Further, by providing the image forming means with two cylindrical lenses for collecting scattered light in two directions, it is possible to reduce the weight while ensuring a large measuring width and measuring depth, and to make a compact structure.

Further, by providing means for making the optical path lengths the same on the light receiving side, it is possible to perform accurate measurement with a simple structure without requiring correction.

Further, by forming the rotary scanning mirror by an aspherical curved mirror having the same optical path length, the optical path length can be easily made inexpensive.

Further, by providing the measurement control means for calculating the image forming position of the light receiving element in synchronism with the rotary scanning mirror on the light receiving side, the two-dimensional position of the object on the line is automatically measured sequentially and automatically. The two-dimensional shape of the object can be measured.

[Brief description of the drawings]

FIG. 1 is a perspective view showing an overall schematic configuration of a two-dimensional shape measuring sensor according to an embodiment of the present invention.

FIG. 2 is a side view of the embodiment.

FIG. 3 is an explanatory diagram of a position measurement range of the embodiment.

FIG. 4 is a configuration diagram of measurement control means of the embodiment.

FIG. 5 is an explanatory diagram of operation timing by the measurement control means of the embodiment.

FIG. 6 is a perspective view showing another configuration example of the light projecting means in the embodiment.

FIG. 7 is a perspective view showing a schematic configuration of a main part of a conventional three-dimensional shape measuring apparatus.

FIG. 8 is a perspective view showing a schematic configuration of a main part of another conventional three-dimensional shape measuring apparatus.

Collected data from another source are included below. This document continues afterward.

PR #416, opened 2020-01-13
images: Introduce rhel-8-2-distropkg

martinpitt:
Declare it as manual test for now, until cockpit's tests get adjusted
for this new context.


martinpitt:
I'm preparing a cockpit branch for this new scenario, but before I'd actually like to land https://github.com/cockpit-project/bots/pull/415 (rhel-8-2 image refresh) -- that will pull in cockpit 210, and thus there will be much fewer special cases.

PR #429, opened 2020-01-17
Image refresh for debian-stable

cockpituous:
Image refresh for debian-stable


martinpitt:
I've seen several debian-stable tests like [this one](https://209.132.184.41:8493/logs/pull-13222-20200117-144747-61ab910a-cockpit-project-cockpit--debian-stable/log.html) which just keep timing out. Something is broken here.

PR #439, opened 2020-01-21
Image refresh for rhel-8-2

cockpituous:
Image refresh for rhel-8-2
 * [x] image-refresh rhel-8-2


marusak:
`sshd` is dumping core. This needs to be reported and then naughtyfied

martinpitt:
Let's build a fresh one, this is getting a bit old.

PR #440, opened 2020-01-21
tests-invoke: Continuous collision detection

Gundersanne:


tests-invoke
```diff
@@ -252,8 +256,21 @@ class PullTask(object):
             cmd = ["timeout", "120m", entry_point]
             if opts.verbose:
                 cmd.append("--verbose")
-            ret = subprocess.call(cmd)
-
+            # Popen instead of call; while not etc... (SubProcess.poll)
```
martinpitt: Please drop this comment. Or better even, say "# cancel test if PR gets updated while test is running"

tests-invoke
```diff
@@ -252,8 +256,21 @@ class PullTask(object):
...
+            if ret:
```
martinpitt: This looks out of place -- this is the "then" branch of `if not ret:`, and it's not reassigned anywhere in between. Probably this whole if is just an overzealous copy&paste?

tests-invoke
```diff
@@ -252,8 +256,21 @@ class PullTask(object):
...
+                sys.stderr.write('Collision detected: {0}\n'.format(ret))
+                return None
+            p = subprocess.Popen(cmd)
+            while p.poll() is None:
+                ret = self.detect_collisions(opts, True)
+                if ret:
```
martinpitt: No need to use the `ret` variable here.

tests-invoke
```diff
@@ -252,8 +256,21 @@ class PullTask(object):
...
+                    sys.stderr.write('Collision detected: {0}\n'.format(ret))
```
martinpitt: Let's please make this a different message. "PR got updated, cancelling this test run."?

tests-invoke
```diff
@@ -252,8 +256,21 @@ class PullTask(object):
...
+                    ret = None
+                    p.terminate()
```
martinpitt: Do a `break` here, or do the sleeping in `else:`. No need to sleep another minute after cancelling.

Also, does the child get reaped automatically, or do we need a `p.wait()` here?

tests-invoke
```diff
@@ -252,8 +256,21 @@ class PullTask(object):
...
+                time.sleep(60)
+            ret = p.returncode
+            # if collision
+            sys.stderr.write("RETURN CODE: {0}", p.returncode)
```
martinpitt: It's useful to log the return code, but the comment doesn't fit.

tests-invoke
Gundersanne: Oh I chose this because it's  similar to the comment on line 225, but I'll add the fact that it's cancelling a running test?

PR #441, opened 2020-01-21
tests-scan: Don't trigger external tests on bots PRs by default

martinpitt:
In practice, very few changes to bots demand testing all external
projects, so that pretty much all PRs are filed with "no-test". It's
more practical for now if a human decides which tests need to run.


marusak:
Could you please use no-test label the next time :)

PR #5138, opened 2023-08-23
testmap: add Fedora-39 to manual contexts

tomasmatus:
Allows testing on Fedora 39.

### DIFF
--- a/lib/testmap.py
+++ b/lib/testmap.py
@@ -63,6 +63,7 @@ REPO_BRANCH_CONTEXT = {
         '_manual': [
             'fedora-testing',
             'fedora-rawhide',
+            'fedora-39',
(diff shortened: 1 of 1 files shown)


lib/testmap.py
```diff
@@ -127,6 +130,7 @@ def contexts(image, *scenarios: Iterable[str]):
         # These can be triggered manually with bots/tests-trigger
         '_manual': [
             'rhel-8-6/osbuild-composer',
+            'fedora-39',
```
martinpitt, line 133: Lorax isn't a fedora thing, so that's overzealous. But it doesn't really hurt, of course.

martinpitt (approved):
Thanks!

PR #5140, opened 2023-08-23
images: add Fedora-39 image

tomasmatus:
* [x] image-refresh fedora-39

PR #5141, opened 2023-08-23
testmap: Test starter-kit on fedora-39

martinpitt:
Already tested in #5140, but will trigger again.


tomasmatus (approved):
So far so good!

PR #5142, opened 2023-08-23
lib/testmap: update cockpit-composer testing for rhel 89 and 93

jkozol:
Tests passing here: https://github.com/osbuild/cockpit-composer/pull/1904


martinpitt (approved):
Thanks! Note that we have fedora-39 since yesterday, you may want to enable that as well?

PR #5145, opened 2023-08-24
testmap: Test c-podman on fedora-39

tomasmatus:


martinpitt (approved):
Smooth!

As we dropped F37 from releasing in packit, I think it's also time to stop running tests on it, yes. You can either update this PR, or drop f37 wholesale after f39 got enabled everywhere, your choice. Thanks, and good luck with c-machines and cockpit!

tomasmatus:
Ok! I will drop f37 once f39 is enabled everywhere.

PR #5146, opened 2023-08-24
testmap: test c-machines on fedora-39

tomasmatus:
* [x] image-refresh fedora-39
 * [x] image-refresh fedora-37

PR #5148, opened 2023-08-24
images: Add qemu-audio-spice as dependency

tomasmatus:
image refreshes from #5146


martinpitt (approved):
Thanks! The test results from #5146 are good enough.

PR #5149, opened 2023-08-24
Fedora nightly scenario

jelly:
In general the idea is:

* Create a new Github workflow which runs nightly
* Github workflow invokes `./bots/tests-trigger --repo cockpit-project/cockpit-podman "-" $DEFAULT_OS/nightly`
* Commit status is posted, webhook runs and the we end up running: `/tests-scan -s $sha --context $DEFAULT_OS/nightly --repo cockpit-project/cockpit-podman`
* Issue is created if fails, otherwise :heavy_check_mark: should be shown on the commit.

Open discussion points:

* [ ] It seems we can't get the direct logs url from s3-streamer, we can either pol statuses or set an `env` variable so `s3-streamer`'s children know where to look @martinpitt what is your opinion here?
* [ ] Another discussion point, do we drop `--pull-number 0` and add a new argument to `tests-invoke`.

Testing ideas:

We could test the new `tests-invoke` option if we:
* [ ] Provide a mock Github issues endpoint where we can create an issue
* [ ] mock `BASE_DIR` so we can control the executed `test/run` and simply `exit 1` or `exit 0`
* [ ] mock / override `time.sleep(60)` or change the polling to be more aggressive as waiting 1 minute in a test is bonkers.

### DIFF
--- a/task/test-tests-scan
+++ b/task/test-tests-scan
@@ -25,6 +25,7 @@ import tempfile
 import unittest
 
 from lib.constants import BOTS_DIR
+from task import github
 from task.test_mock_server import MockHandler, MockServer
 
 ADDRESS = ("127.0.0.7", 9898)
@@ -69,11 +70,20 @@ class Handler(MockHandler):
             self.replyJson([])
         elif self.path.startswith('/repos/project/repo/pulls'):
             self.replyJson([self.server.data['/repos/project/repo/pulls/1']])
+        elif self.path.endswith("/issues"):
+            issues = self.server.data['issues']
+            self.replyJson(issues)
         else:
             self.send_error(404, 'Mock Not Found: ' + self.path)
 
     def do_POST(self):
-        self.send_error(405, 'Method not allowed: ' + self.path)
+        if self.path.startswith("/repos/cockpit-project/cockpit/issues"):
+            content_len = int(self.headers.get('content-length'))
+            data = json.loads(self.rfile.read(content_len).decode('utf-8'))
+            self.server.data['issues'] = [data]
+            self.replyJson(data)
+        else:
+            self.send_error(405, 'Method not allowed: ' + self.path)
 
 
 class TestTestsScan(unittest.TestCase):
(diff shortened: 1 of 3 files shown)


jelly:
`tests-invoke` is sadly not easy to test without waiting ages on `time.sleep(60)`. Or'd we have to hacky invoke `main()`, but I'll skip that for now.

tests-invoke
```diff
@@ -94,6 +93,8 @@ def main():
                 time.sleep(60)
         return_code = p.returncode
         sys.stderr.write("Test run finished, return code: {0}\n".format(return_code))
+        if not opts.pull_number:  # Create an issue
+            ...  # TODO implement
```
martinpitt: Yeah, that still needs to happen :)

tests-scan
```diff
@@ -287,6 +287,21 @@ def cockpit_tasks(api, update, contexts, repo, pull_data, pull_number, sha, amqp
...
+            "title": f"{sha}",
+            "number": 0,
+            "head": {
+                "sha": sha,
+                "user": {
+                    "login": "cockpit-project"
+                }
+            },
+            "base": {
+                "ref": "main"  # TODO: anaconda/cockpit-certificates
```
martinpitt, line 301: perhaps change the comment to "projects which have a "master" branch, to clarify what it means? But this is actually easy to do, testmap.py has a `get_default_branch(repo)` function.

tests-invoke
```diff
@@ -93,8 +93,15 @@ def main():
                 time.sleep(60)
         return_code = p.returncode
         sys.stderr.write("Test run finished, return code: {0}\n".format(return_code))
-        if not opts.pull_number:  # Create an issue
-            ...  # TODO implement
+        # Nightly tests use --pull-number 0
```
martinpitt, line 96: Ah, please squash this.

tests-invoke
```diff
@@ -93,8 +93,15 @@ def main():
...
+        if opts.pull_number == "0" and return_code != 0:
```
martinpitt, line 97: Any chance this could still be `if not opts.pull_number`, so that it could be `None`? That would be cleaner than `"0"`.

martinpitt (changes requested):
Cheers! Could you please add a unit test for the `tests-scan` part of this, using your shiny new test-tests-scan?

jelly:
Pushed with a test commit which tests the issue creation, but this leads to 60 second delay in tests due to https://github.com/cockpit-project/bots/blob/main/tests-invoke#L94

task/test-tests-scan
```diff
@@ -206,6 +216,26 @@ class TestTestsScan(unittest.TestCase):
...
+                fp.write("#!/bin/bash\nexit 1")
+            os.system(f"chmod +x {testdir}/run")
+            proc = subprocess.Popen([script, *args], stdout=subprocess.PIPE, universal_newlines=True,
+                                    env={"GITHUB_API": f"http://{ADDRESS[0]}:{ADDRESS[1]}"}, cwd=tempdir)
+            output, stderr = proc.communicate()
+            api = github.GitHub(f"http://{ADDRESS[0]}:{ADDRESS[1]}/")
+
+            self.assertEqual(output, "")
+            self.assertEqual(proc.returncode, 1)
+            self.assertEqual(len(api.get("issues")), 1)
```
martinpitt, line 236: Could this check the content of the issue? that the expected SHA made it into the body? Or doesn't our mock server go that far?

martinpitt (dismissed):
This looks really cool, and I don't want to block this for any longer. Thanks!

I suggest to change the sleep to something like `int(os.getenv("TEST_INVOKE_SLEEP", "60"))` and set the env variable to "1" in the unit test. I leave it up to you if you want to do this here or in a follow-up.

tests-scan
```diff
@@ -287,6 +291,21 @@ def cockpit_tasks(api, update, contexts, repo, pull_data, pull_number, sha, amqp
...
+            "head": {
+                "sha": sha,
+                "user": {
+                    "login": "cockpit-project"
+                }
+            },
+            "base": {
+                "ref": testmap.get_default_branch(repo)
+            },
+            "labels": [{"name": "main"}],
```
martinpitt, line 307: Ah, does this also need to change to get_default_branch()? If that is a github label, I'm not sure why it would even be called "main", instead of the "nightly" one you defined in tests-invoke?

jelly:
> This looks really cool, and I don't want to block this for any longer. Thanks!
> 
> I suggest to change the sleep to something like `int(os.getenv("TEST_INVOKE_SLEEP", "60"))` and set the env variable to "1" in the unit test. I leave it up to you if you want to do this here or in a follow-up.

I'll do it here, I do actually **really** dislike such hacks but there isn't a better way :(

PR #5155, opened 2023-08-25
naughty: Make patterns for #5090 less specific

mvollmer:
The message is not triggered by the function in the backtrace, but sometime earlier.

The tests in https://github.com/cockpit-project/cockpit/pull/19079 have changed and now we need to update these naughties.


martinpitt (approved):
I suppose the "> warning" message is specific enough. Thanks!

PR #5160, opened 2023-08-27

cockpituous:
 * [x] https://github.com/cockpit-project/cockpit/pull/19265

### DIFF
--- a/images/centos-8-stream
+++ b/images/centos-8-stream
@@ -1,1 +1,1 @@
-centos-8-stream-ff085b5a037ae2b76055b460b3c4b1b8be30b0717ea7720cee743292412f8e9d.qcow2
+centos-8-stream-895a8ab606dee80aab943ada5ee0bbc2b1b4f20abffa06384b273bb9db7a4536.qcow2


cockpituous:
Success. Log: https://cockpit-logs.us-east-1.linodeobjects.com/image-refresh-logs/centos-8-stream-20230827-225858.log

jelly:
Retrying to see if this is a SELinux flake.

martinpitt:
It also [happens on the current image](https://cockpit-logs.us-east-1.linodeobjects.com/pull-19069-20230831-104720-4f88c3d0-centos-8-stream-pybridge-other/log.html), so it's not a regression -- but one of our top flakes right now. I'll look at it ASAP. It may just take longer, but first I'll see whether I can reproduce it.

martinpitt:
I think the reason is that the string got wider, and the original reference marks only the original area as "ignore me"; that happens via transparency or some other magic value in the ref png. So what happens is that the wider string now flows outside that marked area, and thus becomes diff-y; if we accept that new reference, that will just make the ignored area wider, and thus should work with both the old and new image, and woud also conceptually be correct; does that make sense @mvollmer , or am I misunderstanding how ignoring works?

martinpitt:
Sent fix to https://github.com/cockpit-project/cockpit/pull/19265 , blocking on that.

martinpitt (approved):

FIG. 9 is an explanatory diagram of a problem of the conventional example.

[Explanation of symbols]

 DESCRIPTION OF SYMBOLS 1 Projection means 5 Target object 6 Cylindrical lens 7 Cylindrical lens 8 Rotating scanning mirror 9 One-dimensional CCD (one-dimensional light receiving element) 11 Measurement control means

 ─────────────────────────────────────────────────── ─── Continuation of front page (72) Inventor Seiji Hamano 1006 Kadoma, Kadoma City, Osaka Prefecture Matsushita Electric Industrial Co., Ltd.

Claims (5)

[Claims] 1. A two-dimensional shape measuring sensor for projecting light on an object and measuring the scattered light using the principle of triangulation to measure the position of the projected position on the object in the two-dimensional direction. The light-projecting side is provided with a light-projecting means for projecting light linearly on the object, and the light-receiving side is provided with a rotary scanning mirror, a one-dimensional light-receiving element, and an image forming means. 2D shape measurement sensor. 2. An image forming means for collecting scattered light in two directions 2
The two-dimensional shape measurement sensor according to claim 1, comprising two cylindrical lenses. 3. The two-dimensional shape measuring sensor according to claim 1, wherein the light receiving side is provided with means for making the optical path length the same. 4. The two-dimensional shape measuring sensor according to claim 1, wherein the rotary scanning mirror is composed of an aspherical curved mirror as means for making the optical path length the same. 5. The two-dimensional shape measurement sensor according to claim 1, further comprising a measurement control unit that calculates an image forming position of the light receiving element in synchronization with the rotary scanning mirror on the light receiving side.